Blanche, with pink and blue, and feathers, and flowers, and trinkets
(that wondrous invention, a châtelaine, was not extant yet, or she
would have had one, we may be sure), and a shot silk dress, and a
wonderful mantle, and a charming parasol, presented a vision of
elegance and beauty such as bewildered the eyes of Mrs. Bolton, who
was scrubbing the lodge-floor of Shepherd's Inn, and caused
Betsy-Jane, and Ameliar-Ann to look with delight.

Blanche looked on them with a smile of ineffable sweetness and
protection; like Rowena going to see Ivanhoe; like Marie Antoinette
visiting the poor in the famine; like the Marchioness of Carabas
alighting from her carriage and four at a pauper-tenant's door, and
taking from John No. II., the packet of Epsom salts for the invalid's
benefit, carrying it with her own imperial hand into the sick
room--Blanche felt a queen stepping down from her throne to visit a
subject, and enjoyed all the bland consciousness of doing a
good action.

"My good woman! I want to see Fanny--Fanny Bolton; is she here?"

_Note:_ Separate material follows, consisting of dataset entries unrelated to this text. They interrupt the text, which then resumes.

PR #21814, opened 2026-06-22
fix(protocol): make signal checkpoints immutable

failsafesecurity:
## Summary

Make SignalService checkpoints immutable per block number: once an authorized syncer saves a checkpoint for a block, a later call cannot overwrite it with a different root/hash.

## Why

`saveCheckpoint` currently accepts a later write to the same `blockNumber`, replacing the stored checkpoint. Since successful signal proofs can be cached and later reused with an empty proof, allowing checkpoint replacement increases incident blast radius: a temporary or accidental bad root can be used for proofs and then overwritten, while cached signal state remains.

Immutability keeps checkpoint history auditable and prevents silent replacement for the same block number.

## Changes

- Add `SS_CHECKPOINT_ALREADY_EXISTS`.
- Reject `saveCheckpoint` when a checkpoint already exists for the block number.
- Add a unit test for duplicate checkpoint writes.

## Test plan

- Static check: `git diff --check` passed.
- Not run locally: this environment does not have Foundry/`forge` installed.
- Intended command: `cd packages/protocol && FOUNDRY_PROFILE=shared forge test --match-contract TestSignalService`.

### DIFF
--- a/packages/protocol/contracts/shared/signal/SignalService.sol
+++ b/packages/protocol/contracts/shared/signal/SignalService.sol
@@ -154,6 +154,9 @@ contract SignalService is EssentialContract, ISignalService {
         if (msg.sender != _authorizedSyncer) revert SS_UNAUTHORIZED();
         if (_checkpoint.stateRoot == bytes32(0)) revert SS_INVALID_CHECKPOINT();
         if (_checkpoint.blockHash == bytes32(0)) revert SS_INVALID_CHECKPOINT();
+        if (_checkpoints[_checkpoint.blockNumber].blockHash != bytes32(0)) {
+            revert SS_CHECKPOINT_ALREADY_EXISTS();
+        }
 
         _checkpoints[_checkpoint.blockNumber] = CheckpointRecord({
             blockHash: _checkpoint.blockHash, stateRoot: _checkpoint.stateRoot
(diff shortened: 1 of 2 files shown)


dantaik (approved):

packages/protocol/contracts/shared/signal/SignalService.sol
```diff
@@ -154,6 +154,9 @@ contract SignalService is EssentialContract, ISignalService {
         if (msg.sender != _authorizedSyncer) revert SS_UNAUTHORIZED();
         if (_checkpoint.stateRoot == bytes32(0)) revert SS_INVALID_CHECKPOINT();
         if (_checkpoint.blockHash == bytes32(0)) revert SS_INVALID_CHECKPOINT();
+        if (_checkpoints[_checkpoint.blockNumber].blockHash != bytes32(0)) {
```
dantaik, line 157: After a second thought: I think it's OK for a new proposal to re-insert (save) the same checkpoint at the same block number.
Will the current behavior introduce any issue?

failsafesecurity:
Hi @dantaik 👋 — thanks for approving this PR! All CI checks are passing. Is there anything else blocking merge, or would you like me to rebase/squash to help get this landed?

davidtaikocha:
Closed since we are not moving this forward.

Mrs. Bolton had a sudden suspicion, from the splendor of Blanche's
appearance, that it must be a play-actor, or something worse.

"What do you want with Fanny, pray?" she asked.

"I am Lady Clavering's daughter--you have heard of Sir Francis
Clavering? And I wish very much indeed to see Fanny Bolton."

"Pray step in, Miss--Betsy-Jane, where's Fanny?"

Betsy-Jane said Fanny had gone into No. 3 staircase, on which Mrs.
Bolton said she was probably in Strong's rooms, and bade the child go
and see if she was there.

"In Captain Strong's rooms! oh, let us go to Captain Strong's rooms,"
cried out Miss Blanche. "I know him very well. You dearest little
girl, show us the way to Captain Strong!" cried out Miss Blanche, for
the floor reeked with the recent scrubbing, and the goddess did not
like the smell of brown soap. And as they passed up the stairs, a
gentleman by the name of Costigan, who happened to be swaggering about
the court, and gave a very knowing look with his "oi" under Blanche's
bonnet, remarked to himself, "That's a devilish foine gyurll, bedad,
goan up to Sthrong and Altamont: they're always having foine gyurlls
up their stairs."

"Halloo--hwhat's that?" he presently said, looking up at the windows:
from which some piercing shrieks issued.

At the sound of the voice of a distressed female the intrepid Cos
rushed up the stairs as fast as his old legs would carry him, being
nearly overthrown by Strong's servant, who was descending the stair.
Cos found the outer door of Strong's chambers opened, and began to
thunder at the knocker. After many and fierce knocks, the inner door
was partially unclosed, and Strong's head appeared.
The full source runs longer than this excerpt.